6 Things You Can Do Right Now to Better Communicate With Your Team at Work

how to better communicate at work

In order to build a successful team, you have to make sure you’re communicating effectively. “It’s not just great for business, but it’s great for employee happiness—and employee happiness is tied to good business,” said Caitlin Harper, the founder of the communication consultancy Commcoterie, in a recent webinar for Intuition.

Especially with so many companies going remote this year, there’s no better time than now to kick it up a notch in the communication department. And according to Harper, there are some things you can start doing right now to better communicate and collaborate at work.

6 Things You Can Do Right Now to Better Communicate With Your Team

1. Create an Agenda for Meetings in Advance

Harper says to create an agenda for meetings in advance so you and your team will be prepared to discuss the most important topics. “It takes an extra step, but setting an agenda ahead of time will bookend the meeting and make your communication much more effective,” she says.

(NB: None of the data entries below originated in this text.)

PR #227, opened 2021-04-26
HICAT-1082: Add Thorlabs power meter

ehpor:
This implements the Thorlabs Power Meter interface. This closely mimics the TSP01 interface, since the libraries are pretty much the same.

* [x] Test with power meter connected.
* [x] Add emulator ~~(may need to be in hicat-package instead).~~
* [x] Retesting on hardware, because a lot of the underlying code has changed in the meantime.

### DIFF
--- a/catkit/emulators/thorlabs/PM.py
+++ b/catkit/emulators/thorlabs/PM.py
@@ -1,0 +1,49 @@
+from abc import ABC, abstractmethod
+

Then end each meeting with the next steps assigned to specific individuals.

2. Communicate Expectations or Prioritization Clearly

If you’re a manager, it’s better to give more information to your employees so they know exactly what your expectations and priorities are. When your team doesn’t get enough information, it puts them in a position we’ve all been in before: Being told to do something, walking away, then realizing you don’t know exactly what was meant… and being afraid to ask.

When you’re in those situations, Harper says instead of wasting time trying to figure it out yourself, go back and figure it out in an effective and neutral way. “Say ‘Hey, I actually wasn’t clear on what you needed. Can you explain what the task was?’ Not “Oh my God. I’m sorry. I’m so stupid. I don’t understand, and I didn’t want to waste your time’—or worse off—not saying anything and then wasting everyone’s time,” she says. 

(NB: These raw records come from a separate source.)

PR #228, opened 2021-04-28
HICAT-1083: Take exposures with a generator function

ehpor:
My original plan was to add a `as_generator=False` keyword argument to the `just_take_exposures()` function of the `ZwoCamera`. However, if you have a yield statement in a Python function, even if that yield statement is never executed, the function is still converted to a generator function. Therefore, return statements behave differently, and the original function cannot be used anymore. There are two options left:

* Create a separate generator function that actually takes the exposures, and call that function from `just_take_exposures()`, which then just wraps the images into a list and returns those. This has little impact on existing code, but adds yet another function for taking exposures, which is what we spent a lot of time on to avoid.
* Second option is to convert `just_take_exposures()` into a generator function, and deal with downstream effects. Not a lot of our code is actually calling `just_take_exposures()` directly, so this is by far not as bad as it sounds. This enforces the distinction between `take_exposures()` and `just_take_exposures()` where the latter is meant as a lower-level method of the two.

~I went with the second option for now, as the end result is cleaner.~ I actually went for the first option; see reasons below.

- [x] Hardware tests

### DIFF
--- a/catkit/hardware/zwo/ZwoCamera.py
+++ b/catkit/hardware/zwo/ZwoCamera.py
@@ -225,18 +225,14 @@ class ZwoCamera(Camera):
                        subarray_x=None, subarray_y=None, width=None, height=None, gain=None, full_image=None,
                        bins=None):
         """ Wrapper to take exposures and also save them if `file_mode` is used. """
-        images = []
-        meta = None
 
-        for img, meta in self.just_take_exposures(exposure_time=exposure_time,
-                                                  num_exposures=num_exposures,
-                                                  extra_metadata=extra_metadata,
-                                                  full_image=full_image, subarray_x=subarray_x, subarray_y=subarray_y,
-                                                  width=width, height=height,
-                                                  gain=gain,
-                                                  bins=bins):
-            images.append(img)
-            meta = meta
+        images, meta = self.just_take_exposures(exposure_time=exposure_time,
+                                                num_exposures=num_exposures,
+                                                extra_metadata=extra_metadata,
+                                                full_image=full_image, subarray_x=subarray_x, subarray_y=subarray_y,
+                                                width=width, height=height,
+                                                gain=gain,
+                                                bins=bins)
 
         if file_mode:
             catkit.util.save_images(images, meta, path=path, base_filename=filename, raw_skip=raw_skip)
@@ -247,12 +243,12 @@ class ZwoCamera(Camera):
         else:
             return images
 
-    def just_take_exposures(self, exposure_time, num_exposures,
-                            extra_metadata=None,
-                            subarray_x=None, subarray_y=None, width=None, height=None, gain=None, full_image=None,
-                            bins=None, use_video_capture_mode=True):
+    def stream_exposures(self, exposure_time, num_exposures,
+                         extra_metadata=None,
+                         subarray_x=None, subarray_y=None, width=None, height=None, gain=None, full_image=None,
+                         bins=None, use_video_capture_mode=True):
         """
-        Low level method to take exposures using a Zwo camera. By default keeps image data in.
+        Take exposures and return them using a generator.
 
         :param exposure_time: Pint quantity for exposure time, otherwise in microseconds.
         :param num_exposures: Number of exposures.
@@ -265,7 +261,7 @@ class ZwoCamera(Camera):
         :param full_image: Boolean for whether to take a full image.
         :param bins: Integer value for number of bins.
         :param use_video_capture_mode: Boolean for whether to use video capture or snapshot mode. Default is True.
-        :return: Two parameters: Image list (numpy data or paths), Metadata list of MetaDataEntry objects.
+        :yield: Two parameters: Image (numpy data), Metadata list of MetaDataEntry objects.
         """
 
         # Convert exposure time to contain units if not already a Pint quantity.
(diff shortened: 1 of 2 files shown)


mperrin:
Hi Emiel,  can you explain or clarify how this approach reduces the overheads?  I must be missing something but I would expect that the same hardware overhead and pipeline processing time is present, regardless of the distinction between yield vs return? Is the benefit that the setup overhead can happen once early on and then many images be returned in a series over time?

ehpor:
@mperrin Yes, it removes setup overhead. Also, and this is the main reason, it allows the computer to do processing on that image, calculate a control signal, and put that control signal on the DM *while* the next exposure is taken (if video mode is turned on).

Pseudocode for high-speed control:
```python
# Before this PR:
for i in range(num_iter):
    img, meta = cam.just_take_exposures(num_exposures=1, ...) # Includes setup and overhead for each iteration
    control_signal = calculate_control(img)
    dm.actuators = control_signal

# After this PR:
for img, meta in cam.just_take_exposures(num_exposures=num_iter, ...): # Setup and overhead is done once
    control_signal = calculate_control(img)
    dm.actuators = control_signal
```

Pseudocode for (future) pipeline:
```python
# Before this PR
images, meta = cam.just_take_exposures(...) # Lots of waiting around for exposures to finish
realigned_images = [realign_image_to_first_image(img) for img in images] # All processing is done after exposures are finished

# After this PR
for img, meta in cam.just_take_exposures(...):
    realigned_images.append(realign_image_to_first_image(img) # Most processing is done while taking exposures
```

jamienoss:
@ehpor Do you have an ETA for this or should I go ahead and make a new rel such that you can use the power meter code?

ehpor:
@jamienoss I'm trying to get this done within the next few days. I'm going back on my decision to go for option 2, and will go for option 1 instead. The power meter code is not critical, as that needs more code in hicat to be useful and it needs to fiber splitter to get there, so no rush on a new release from my side.

jamienoss:
>I'm going back on my decision to go for option 2, and will go for option 1 instead.

How comes?

ehpor:
Option 1 has less impact on existing systems. Furthermore, I didn't realize that `just_take_exposures()` is not part of the "official" camera interface (and its use in existing code should therefore be discouraged). So instead of modifying existing code, we should probably aim to just use a new name (like `stream_exposures()`, I'm open to suggestions here) and discontinue using `just_take_exposures()` in the future (maybe even deprecating it now).

jamienoss:
> "official" camera interface

Well... that's neither here nor there as we can just add it to the interface, and probably should have been (but more aptly named).

``just_take_exposures()`` was only added to separate out the file IO.

>we should probably aim to just use a new name (like stream_exposures()

``stream_exposures()`` is a good idea. 👍

ehpor:
Starting CI as a check. Ran fine on hicat-package develop on my machine in simulation. Will do a hardware check now.

ehpor:
Works on hardware, but fails on CI. I'll investigate.

ehpor:
It just ran fine on my machine. I'll restart CI to rule out a statistical fluke (simulated photon noise).

ehpor:
Test failure is caused by the merge of #216. The changing of the sign of segment piston causes a slight drop in total flux, which makes the test fail. Tests pass without #216 merged. Current CI fails as well on develop (tested with #230). @jamienoss What should we do with this? Easiest would be to add a fudge factor to the flux comparison to make everything work again.

Images for this test (left without #216, right with #216):
image

These images look identical to catkit develop before and after #216, as expected.

jamienoss:
@ehpor CI tests for #216 all passed, so it can't _just_ be that PR but something else. I'm not sure that #216 was upto date at the time that I merged it though...

jamienoss:
> These images look identical to catkit develop before and after #216, as expected.

The images are rotated.

ehpor:
> > These images look identical to catkit develop before and after #216, as expected.
> 
> The images are rotated.

These two images are of course not identical to each other, as the piston signs are different (which looks like rotation). These two are however identical to the two images on the current develop (so without this PR). I didn't show those images.

jamienoss:
>What should we do with this? Easiest would be to add a fudge factor to the flux comparison to make everything work again.

We would just change the ``rtol``, however, I think we should really get a handle on whether this change is really as expected or whether it highlights some other issue that has been hiding, and why that PR's tests passed.

However, this is in relation to #216 and not this PR. I'm gonna revert #216 and reopen it - pending CI outcome of #230.

jamienoss:
~@ehpor this branch is out of date and doesn't even include #216.~ Scrap that, too much contention this morning.

ehpor:
> @ehpor this branch is out of date and doesn't even include #216.

That doesn't matter. CI is done on a temporary branch that is this branch merged into develop (refs/remotes/pull/228/merge). This branch is automatically created specifically for CI. The CI isn't done on an unmerged branch.

jamienoss:
#230 downstream tests are passing (https://github.com/spacetelescope/catkit/pull/230/checks?check_run_id=2476179124) so I'm reverting #216.

mperrin:
The change in #216 will certainly change results since it's a different piston pattern. There may be some confusion on #216 - we do want that sign flip (eventually) but I had thought there was code to check the poppy version?  Given the difference in conventions used in poppy 0.9 and 1.0+ that should be checked. Right now I believe (I thought...) catkit and hicat are pinned to poppy 0.9.2, yes?  I had not realized/noticed that the sign flip in 216 wasn't checking against a version number - my apologies for missing that.

jamienoss:
@mperrin there is a version comparison https://github.com/spacetelescope/catkit/pull/216/files#diff-829864cdcbff0a89b9e7a75b45ba7cae2f266aae94b56bcbd9275be24751b5faR55

jamienoss:
@mperrin Let's pause on the convo for a mo, until we open the new PR and we can doc this all there rather than here.

jamienoss:
@ehpor #216 has been reverted so please rebase and restart the CI.

jamienoss:
@ehpor Is this ready to review?

ehpor:
@jamienoss Yes.

jamienoss (approved):
👍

3. Cancel Unneeded Meetings (With a Reason Why)

It’s okay to cancel unneeded meetings—it saves everyone time. But instead of just taking something off the schedule, be sure you’re also communicating why it’s being canceled

“You have tons of meetings that are standing on your calendar, and you walk in and you’re like, ‘What are we even talking about?’ So cancel meetings that are unnecessary or just standing for no reason. Just be sure to include follow-up as to why,” Harper says. “No one likes to see a one-on-one either appear or disappear from their calendar with no explanation.”

4. Use Different Forms of Communication

The way you communicate with your team doesn’t need to be the same for everyone. Ask your team members which route they prefer, since some people do much better when they see things in writing and others do better with auditory communication. “Just simply asking what works can often save time and resources in the long run,” Harper says.

5. Ask Your Team What They Want to Discuss in Meetings Ahead of Time

Collecting written questions or topic suggestions ahead of your meetings rather than asking if anyone has questions during meetings can be very helpful—”especially in Zoom meetings where people are very, very far removed from each other,” Harper says. 

Oftentimes, everyone goes quiet during the “Does anyone have any questions?” moment at the end of a meeting. They might not feel obligated to speak, or they might simply be uncomfortable doing so. By going this route, everything is already laid out, and the topics people care about can be addressed.

6. Use Inclusive Language

When you’re talking to your team, always use inclusive language that’s not gender or group specific, says Harper. And never assume the identities and experiences of anyone.

“Not using inclusive communication is one of the fastest ways to alienate the people you’re speaking to. Ensure you’re not assuming the genders of people’s significant others, you’re using the correct pronouns for people, and you’re not assuming people’s race, gender, or socioeconomic status,” she says. “Using inclusive language is a learning process. But every mistake is a learning opportunity and a chance to become a better communicator, and who doesn’t want that?”